Determination of inclusion geometry of cyclodextrin host-guest complexes: Applicability of 1D selective NMR methods

Abstract

The main objective of the present study is to highlight the most favourable set of 1D selective experiments based on NMR relaxation and NOE to elucidate inclusion geometry of cyclodextrin based host-guest complexes. Prediction of the mode of insertion of a model drug diflunisal (DFL) inside β-Cyclodextrin (β-CD) and 2-hydroxylpropyl-β-Cyclodextrin (HP- β-CD) has been attempted by employing one dimensional (1D) selective NMR experiments. The respective spectral complexity observed in case of β-CD and HP-β-CD inclusion complexes dictates the choice of selective measurements. A combination of non-selective (R1ns), selective (R1se) and bi-selective (R1bs) spin-lattice relaxation rate measurements has exhibited potential in quantifying molecular rotational correlation time (τc) and prediction of mode of insertion for DFL:β-CD complex while in case of DFL:HP-β-CD complex selective ROE experiment is the valid alternative to extract the inter nuclear distance data. In both the cases the fluorinated ring of DFL remains outside the CD cavity.
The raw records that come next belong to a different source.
PR #1123, opened 2022-03-28
Item detail mock

### LINKED ISSUE #1118: Item Detail : mock data
With [PR #965](https://github.com/openmsupply/remote-server/pull/965) some mock data is available for items.
Time to try a detail view!

mark-prins:
Fixes #1118 

Sorry! there's a few changes to bring this in.. nothing complicated though, just a few files involved.
Have added a new skeleton for the detail form and some common elements used to construct this new style of detail page.


mark-prins:
example skeleton and page:

Screen Shot 2022-03-29 at 11 48 49 AM

Screen Shot 2022-03-29 at 11 48 41 AM

packages/common/src/ui/components/domain/Dashboard/StatsPanel.tsx
```diff
@@ -10,12 +10,14 @@ export interface StatsPanelProps {
   isLoading: boolean;
   stats: Stat[];
   title: string;
+  width?: number;
```
mark-prins, line 13: so that could constrain the width on the item detail page

packages/common/src/ui/components/navigation/Tabs/Tabs.tsx
```diff
@@ -23,4 +23,5 @@ export const Tab = styled(MuiTab)({
   height: 50,
   fontWeight: 'bold',
   textTransform: 'none',
+  whiteSpace: 'nowrap',
```
mark-prins, line 26: looks nicer 🤷  
the other tab usages don't seem troubled by the change

packages/common/src/ui/forms/Detail/Container.tsx
```diff
@@ -0,0 +1,8 @@
+import React, { FC } from 'react';
+import { Grid } from '@mui/material';
+
+export const DetailContainer: FC = ({ children }) => (
```
mark-prins, line 4: The naming of all these components is ropey at best.. could probably do better

packages/invoices/src/OutboundShipment/DetailView/OutboundLineEdit/hooks/useNextItem.test.tsx
```diff
@@ -69,6 +69,20 @@ const getLines = (): InvoiceLineNode[] => [
         availableMonthsOfStockOnHand: 0,
         averageMonthlyConsumption: 0,
       },
+      atcCategory: '',
```
mark-prins, line 72: annoying. this is the quick fix.. but it isn't great 🙄

packages/system/src/Item/DetailView/Tabs/MasterLists.tsx
```diff
@@ -0,0 +1,34 @@
...
+import {
+  DataTable,
+  TableProvider,
+  useColumns,
+  createTableStore,
+  Box,
+} from '@openmsupply-client/common';
+
+export const MasterListsTab = () => {
+  const { data, isLoading } = useMasterLists();
```
mark-prins, line 16: yes, this is nonsense. but it was fun to do 😁

packages/system/src/Item/api/hooks/useItem/useItem.ts
```diff
@@ -1,11 +1,22 @@
...
+  const itemId = useItemId();
+  return useItemById(itemId);
+};
+
+export const useItemById = (itemId: string | undefined) => {
   const api = useItemApi();
   return useQuery(
-    api.keys.detail(itemId ?? ''),
-    () => api.get.byId(itemId ?? ''),
+    api.keys.detail(itemId || ''),
```
mark-prins, line 18: oh. oops - that was unintentional, just rewrote this when adding in the option to not specify an id

packages/system/src/Name/api/operations.graphql
```diff
@@ -10,6 +10,31 @@ fragment NameRow on NameNode {
   }
 }
 
+fragment Name on NameNode {
```
mark-prins, line 13: popped this in while I was here..

packages/common/src/ui/forms/Detail/Section.tsx
```diff
@@ -0,0 +1,19 @@
...
+
+interface DetailSectionProps {
+  title: string;
+}
+export const DetailSection: FC<DetailSectionProps> = ({ children, title }) => (
+  <Grid container flex={1} flexDirection="column" gap={1}>
+    <Grid item display="flex">
+      <Box flex={1} flexBasis="40%"></Box>
+      <Box flex={1} flexBasis="60%">
+        <Typography fontWeight={700} fontSize={16}>
```
CarlosNZ, line 12: Be good to standardise font-sizes etc. into the theme. Conversation for another day perhaps, just putting it out there for now.

packages/common/src/ui/forms/Detail/InputWithLabelRow.tsx
```diff
@@ -0,0 +1,42 @@
...
+
+  return (
+    <Box
+      display="flex"
+      alignItems="center"
+      gap={1}
+      justifyContent="space-around"
+    >
+      <Box flex={1} style={{ textAlign: 'end' }} flexBasis="40%">
+        <FormLabel sx={{ fontWeight: 'bold', ...sx }} {...labelPropsRest}>
```
CarlosNZ, line 33:
```suggestion
        <FormLabel sx={{ ...sx, fontWeight: 'bold' }} {...labelPropsRest}>
```
Would this be better? (in case `fontWeight` already has a value, we would want to override it)

packages/system/src/Item/DetailView/Tabs/General.tsx
```diff
@@ -0,0 +1,141 @@
...
+            }}
+          />
+          <DetailInputWithLabelRow
+            label={t('label.universal-code')}
+            inputProps={{
+              value: data?.msupplyUniversalCode,
+              disabled: isDisabled,
+            }}
+          />
+        </DetailSection>
```
CarlosNZ, line 76: Would it be possible to generate these from the query response fields themselves rather than hard-coding each field? Iterate over the `data` object fields? Could even use the field name itself as the key for the language string (i.e. ``label={t(`label.${fieldName}`)}``)

Then we can use the same DetailView component for other Detail modals. And if the data fields from the back-end changes, we won't have to change the front-end.

I guess I'm suggesting a generalise Detail view component like the DataTable component is for List views.

packages/system/src/Item/DetailView/Tabs/General.tsx
```diff
@@ -0,0 +1,141 @@
...
+      </Grid>
+
+      <Grid
+        container
+        flex={1}
+        flexDirection="column"
+        style={{ maxWidth: 500 }}
+        gap={4}
+      >
+        <DetailSection title={t('title.packaging')}>
```
CarlosNZ, line 86: I guess same comment for the sections?

packages/system/src/Item/DetailView/Tabs/MasterLists.tsx
CarlosNZ: Lol. Is there any items that belong to more than one Master list?

CarlosNZ (approved):
Thanks Mark, looking really good.

I have a few random thoughts aside from my inline comments. We can discuss them at some point when we want to refine this a bit more:

- The stats panels are great, the only problem is that the page has to be really wide (~1400px) for them to all show up nicely. I think this is wider than most tablets, isn't it?
Screen Shot 2022-03-29 at 4 39 22 PM
   Once they start collapsing they don't look so good, as there is a lot of wasted space on the left:
Screen Shot 2022-03-29 at 4 42 58 PM
  It might be better if the three panels stayed in one row, but the whole row moved under the Name/Code block. Not sure what the best option might be.
- I feel like the `disabled` text colour is a bit *too* pale for this situation. I know it's a global setting so would need to be careful before changing it, but we might want to have a different theme colour for disabled text within DetailView components.

CarlosNZ:
> It might be better if the three panels stayed in one row, but the whole row moved under the Name/Code block. Not sure what the best option might be.

Actually, just had another thought about this, since I just realised we have the ID in the Breadcrumb, which is probably not ideal. If we changed the breadcrumb ID to be the name, then put the code on the same line further to the right then we could have all three stats panels underneath taking the full width:

Quick mockup showing 3 stats panels fitting on more "realistic" width screen:

Screen Shot 2022-03-29 at 4 50 17 PM

packages/system/src/Item/DetailView/Tabs/MasterLists.tsx
mark-prins: yeah, reasonably common, though you're right - there will be items on only one list. mSupply currently has the the list of master lists though..

packages/common/src/ui/forms/Detail/Section.tsx
mark-prins: yeah. we did have an issue for font sizes; and maybe should use relative sizes than pixels

packages/common/src/ui/forms/Detail/InputWithLabelRow.tsx
mark-prins: I did it deliberately so that it _could_ be overridden by a consumer 😆

packages/system/src/Item/DetailView/Tabs/General.tsx
mark-prins: that is a good idea - not sure how to handle different input components, data validation or grouping of items though. that would require some mapping, like a configuration object and then it isn't completely dynamic.

I'm still favouring the declarative syntax for component use, so would keep this rather longhand version. We have planned to use JSON schema forms and this is great use case for that.

mark-prins:
> Quick mockup showing 3 stats panels fitting on more "realistic" width screen:

that's looking sweet! 😁 

We'd have to change when items are editable though, as the name and code need to be input components 🤔 
There's also no guarantee of 3 stats panels - likely that we have to cater for more, in which case Richard's second design might need to be used, or have a scrollable area in the AppBar.

I do like the idea of switching the id and the item name in the breadcrumb.. the prominence of the ID is kinda weird

mark-prins:
just opened this up on my laptop screen and the stats panels are ridiculous.
Have added the item name, moved name & code out of toolbar and removed the flex-wrap on the stats panels.
Looking better now.. though I have left the original grey on the stats panels. I think it was ok

PR #1125, opened 2022-03-29
Printing updates

### LINKED ISSUE #1124: Printing updates
Some changes to the API need to be brought through:
 
example 1:

Screen Shot 2022-03-29 at 12 25 52 PM

example 2:

```
{
    "data": null,
    "errors": [
        {
            "message": "Invalid value for argument \"filter.category.equalTo\", enumeration type \"ReportCategory\" does not contain the value \"INBOUND_SHIPMENT\"",
            "locations": [
                {
                    "line": 2,
                    "column": 62
                }
            ]
        }
    ]
}
```

mark-prins:
Fixes #1124 

enables pdf generation!

There's a small issue - in that the server sets the `Content-Disposition` header to `attachment` which forces the browser to download the file rather than open in a new tab. I've asked for that to be changed, as that is even less user friendly when trying to print.

As a small extra I've added a warning message when no reports exist.


packages/invoices/src/OutboundShipment/DetailView/OutboundLineEdit/hooks/useNextItem.test.tsx
```diff
@@ -69,6 +69,20 @@ const getLines = (): InvoiceLineNode[] => [
         availableMonthsOfStockOnHand: 0,
         averageMonthlyConsumption: 0,
       },
+      atcCategory: '',
```
mark-prins, line 72: also in #1123 but I had to add it in for this change to compile

packages/system/src/Report/api/hooks.ts
```diff
@@ -29,7 +29,7 @@ const useReportApi = () => {
 export const useReports = (category?: ReportCategory) => {
   const api = useReportApi();
   const initialFilterBy = category
-    ? { category: { equalTo: ReportCategory.InboundShipment } }
+    ? { category: { equalTo: category } }
```
mark-prins, line 32: oopsie!

packages/system/src/Report/api/operations.graphql
```diff
@@ -34,19 +34,12 @@ query printReport($storeId: String!, $dataId: String!, $reportId: String!) {
...
       error {
-        description
-        ... on RecordNotFound {
-          __typename
-          description
-        }
         ... on FailedToFetchReportData {
           __typename
           description
+          errors
```
mark-prins, line 40: the error shape had changed

CarlosNZ:
> There's a small issue - in that the server sets the `Content-Disposition` header to `attachment` which forces the browser to download the file rather than open in a new tab. I've asked for that to be changed, as that is even less user friendly when trying to print.

Ah -- I wouldn't have noticed as Firefox chucks it in a new tab regardless :)

CarlosNZ (approved):
Cool, working nicely.

Just a couple of comments, not sure they can be dealt with here, but you may want to create issues for them if there isn't already:

1) There are "Print" buttons on pages that probably shouldn't have them, such as the ListViews. When you click them, they give a "No printer detected" message, which is probably not what we want. For now, do you want to just change that message to "Not available" or something? (If not removing the buttons)
2) The stocktake report doesn't work -- the query returns `DocGenerationError(    "Failed to render 'template'",)`. Presumably this is a back-end problem? Just thought I'd mention it in case it's something you can deal with here.

mark-prins:
Thanks - didn't check stocktake report, clearly 😁  mea culpa on that one - it was using a requisition report and passing in a stocktake as the item. I've fixed that - and have added an error notification if something like that happens again.

The print buttons on the list views.. I'll remove them. We don't have any way to print those yet..

PR #1129, opened 2022-03-29
#1128 Row hover fix

### LINKED ISSUE #1128: Disable row hover effect on Edit modal tables
As mentioned in [this comment](https://github.com/openmsupply/openmsupply-client/pull/1119#issuecomment-1081231646).

By default there is a onHover effect for table rows. It seems wrong when used in Edit modals, so we should disable it here
Screen Shot 2022-03-29 at 3 16 03 PM
.

CarlosNZ:
Fix #1128 

This crept in when I was updating the row hover styles the other day. Didn't realise I the hover style also over-rode the effect of the `hover` prop in `<TableRow>`.

Have removed the `hover` prop completely and made the hover style conditional.


mark-prins (approved):
👍  ah, right. hadn't realised that the hover style overrides the prop.

PR #1135, opened 2022-03-30
Prevent duplicate alert modals

### LINKED ISSUE #1134: AuthenticationAlert hidden
If you are on a detail page and the session times out, you see this:

Screen Shot 2022-03-30 at 8 19 02 AM

or even this:

Screen Shot 2022-03-30 at 9 08 01 AM

but I think you should see this:

Screen Shot 2022-03-30 at 8 19 31 AM

mark-prins:
Fixes #1134 

Well, that turned out to be a good one to sort out. The `AlertModal` is used in multiple places, at different levels in the document hierarchy. Turns out, the provider wasn't adding anything and multiple instances of the modal were being created 🙄 

A simple test.. In the `Internal Orders` detail page add

```
const [error, setError] = useLocalStorage('/auth/error');
```

and 

```
  React.useEffect(() => {
    setTimeout(() => {
      if (!error) setError(AuthError.Unauthenticated);
    }, 1000);
  }, []);
```

and then change the requisition number in the URL to an invalid one for your store.
you should get two modals, overlayed, with the 'requisition not found' appearing on top.

This PR fixes that.

### DIFF
--- a/packages/common/src/ui/components/modals/AlertModal/AlertModal.tsx
+++ b/packages/common/src/ui/components/modals/AlertModal/AlertModal.tsx
@@ -1,44 +1,38 @@
-import React from 'react';
-import { Grid, Typography } from '@mui/material';
-import { DialogButton } from '../../buttons';
-import { AlertIcon } from '@common/icons';
-import { BasicModal } from '@common/components';
-
+import React, { useContext } from 'react';
+import { AlertModalContext } from './AlertModalContext';
 export interface AlertModalProps {
+  important?: boolean;
   message: React.ReactNode;
   open: boolean;
   onOk: () => void;
   title: string;
 }
 
+// This is really just a convenience component
+// allowing you to use the modal in a declarative syntax
+// without creating multiple overlaying modals
+// Set the important prop only if this is a critical alert
+// which should only be superceded by other critical alerts
+// Apart from the important / non-important distinction,
+// the latest caller wins, and will be displayed
 export const AlertModal: React.FC<AlertModalProps> = ({
+  important,
   message,
   onOk,
   open,
   title,
 }) => {
-  return (
-    <BasicModal open={open} width={400} height={150}>
-      <Grid padding={4} container gap={1} flexDirection="column">
-        <Grid container gap={1}>
-          <Grid item>
-            <AlertIcon color="primary" />
-          </Grid>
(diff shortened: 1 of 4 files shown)


packages/common/src/ui/components/modals/AlertModal/AlertModal.tsx
```diff
@@ -1,44 +1,38 @@
...
+import { AlertModalContext } from './AlertModalContext';
 export interface AlertModalProps {
+  important?: boolean;
   message: React.ReactNode;
   open: boolean;
   onOk: () => void;
   title: string;
 }
 
+// This is really just a convenience component
```
mark-prins, line 11: like it says.. you could just use the context and do this stuff yourself - but I wanted to prevent people from falling into the same trap that we had.

Doing it like this instantiates only one modal and allows callers to manipulate the state declaratively, which has the added benefit of meaning that I don't have to change all the current usages 😁

packages/common/src/ui/components/modals/AlertModal/AlertModalContext.tsx
```diff
@@ -1,28 +1,32 @@
-import { createContext } from 'react';
+import React, { createContext } from 'react';
 
 export interface AlertModalState {
   open: boolean;
-  message: string;
+  message: string | React.ReactNode;
```
mark-prins, line 5: was already mixed mode, I've just updated the state type

packages/common/src/ui/components/modals/AlertModal/AlertModalProvider.tsx
```diff
@@ -18,12 +53,14 @@ export const AlertModalProvider: FC = ({ children }) => {
...
     () => ({
       setState,
-      setMessage: (message: string) =>
+      setMessage: (message: string | React.ReactNode) =>
         setState(state => ({ ...state, message })),
       setTitle: (title: string) => setState(state => ({ ...state, title })),
       setOnOk: () => {},
       setOpen: (open: boolean) => setState(state => ({ ...state, open })),
       ...alertModalState,
+      setImportant: (important: boolean) =>
```
mark-prins, line 62: like using `important!` in css 🤷

CarlosNZ (approved):
LGTM!

Thx.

Further, the observation of higher shift of chemical shift positions, enhanced peak intensities, slightly shorter spin-lattice relaxation times and slower molecular motion in case of HP-β-CD complex compared to the β-CD complex clearly suggested a better encapsulation of the drug by the former. In conclusion, 1D selective ROESY will be a superior method for intermediate sized CD inclusion complexes while multi-selective relaxation experiments are apt for non-intermediate sized inclusion complexes with better peak resolution.